GIVEN RECORDS ▸
PR #439, opened 2021-02-07
Use standard 'advertise' in favor of 'advertize'

### LINKED ISSUE #400: Standardize 'advertise' vs 'advertize'
We currently use both in the Standard, which isn't ideal but doesn't impede understanding.

Huy-Ngo:
This pull request means to resolve #400.

The current situation is that both "advertize" and "advertise" are used. According to the links mentioned in the issue ([Grammarist](https://grammarist.com/spelling/advertise-vs-advertize/) and [StackExchange](https://english.stackexchange.com/questions/341707/should-advertised-be-spelled-with-a-z-in-american-english)), the former is not standard and we should use "advertise" instead.

-----
[View rendered criteria/open-to-contributions.md](https://github.com/Huy-Ngo/standard/blob/develop/criteria/open-to-contributions.md)

### DIFF
--- a/criteria/open-to-contributions.md
+++ b/criteria/open-to-contributions.md
@@ -8,7 +8,7 @@ order: 4
 
 * The codebase MUST allow anyone to submit suggestions for changes to the codebase.
 * The codebase MUST include contribution guidelines explaining how contributors can get involved, for example in a `CONTRIBUTING` file.
-* The codebase SHOULD advertize the committed engagement of involved organizations in the development and maintenance.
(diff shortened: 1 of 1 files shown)


bvhme (approved):
Great contribution! I think this is ready to be merged.

I've checked there are no other mentions of `advertize`. Fixes #400.

@publiccodenet/codebase-stewards anyone up for merging this?

lscheske:
I know this has been merged, but we use American English spelling throughout, so we should actually use the version with a "z" rather than an "s".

EXERCISE DESCRIPTION ▸ Nothing may be dropped or altered. Copy every line above.

COMPLETED TASK ▸
PR #439, opened 2021-02-07
Use standard 'advertise' in favor of 'advertize'

### LINKED ISSUE #400: Standardize 'advertise' vs 'advertize'
We currently use both in the Standard, which isn't ideal but doesn't impede understanding.

Huy-Ngo:
This pull request means to resolve #400.

The current situation is that both "advertize" and "advertise" are used. According to the links mentioned in the issue ([Grammarist](https://grammarist.com/spelling/advertise-vs-advertize/) and [StackExchange](https://english.stackexchange.com/questions/341707/should-advertised-be-spelled-with-a-z-in-american-english)), the former is not standard and we should use "advertise" instead.

-----
[View rendered criteria/open-to-contributions.md](https://github.com/Huy-Ngo/standard/blob/develop/criteria/open-to-contributions.md)

### DIFF
--- a/criteria/open-to-contributions.md
+++ b/criteria/open-to-contributions.md
@@ -8,7 +8,7 @@ order: 4
 
 * The codebase MUST allow anyone to submit suggestions for changes to the codebase.
 * The codebase MUST include contribution guidelines explaining how contributors can get involved, for example in a `CONTRIBUTING` file.
-* The codebase SHOULD advertize the committed engagement of involved organizations in the development and maintenance.
(diff shortened: 1 of 1 files shown)


bvhme (approved):
Great contribution! I think this is ready to be merged.

I've checked there are no other mentions of `advertize`. Fixes #400.

@publiccodenet/codebase-stewards anyone up for merging this?

lscheske:
I know this has been merged, but we use American English spelling throughout, so we should actually use the version with a "z" rather than an "s".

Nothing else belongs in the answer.